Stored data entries
• • • •
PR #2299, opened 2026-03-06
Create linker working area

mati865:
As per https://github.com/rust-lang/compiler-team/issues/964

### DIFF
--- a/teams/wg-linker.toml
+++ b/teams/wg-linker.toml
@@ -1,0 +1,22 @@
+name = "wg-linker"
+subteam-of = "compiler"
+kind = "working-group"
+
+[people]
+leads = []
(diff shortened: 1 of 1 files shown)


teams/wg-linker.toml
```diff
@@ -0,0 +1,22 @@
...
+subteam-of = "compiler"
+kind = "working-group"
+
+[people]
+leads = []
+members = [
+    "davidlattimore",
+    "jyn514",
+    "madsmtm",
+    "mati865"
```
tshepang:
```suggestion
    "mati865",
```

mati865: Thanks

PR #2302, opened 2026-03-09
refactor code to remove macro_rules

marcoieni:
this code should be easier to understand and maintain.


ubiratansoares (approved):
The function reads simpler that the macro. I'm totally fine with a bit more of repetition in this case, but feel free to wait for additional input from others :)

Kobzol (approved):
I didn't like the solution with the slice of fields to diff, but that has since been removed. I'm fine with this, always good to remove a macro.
• • • •
**Task prompt:**
In the records above, find each line that mentions the string "remove", then copy it.

**Output:**
refactor code to remove macro_rules
I didn't like the solution with the slice of fields to diff, but that has since been removed. I'm fine with this, always good to remove a macro.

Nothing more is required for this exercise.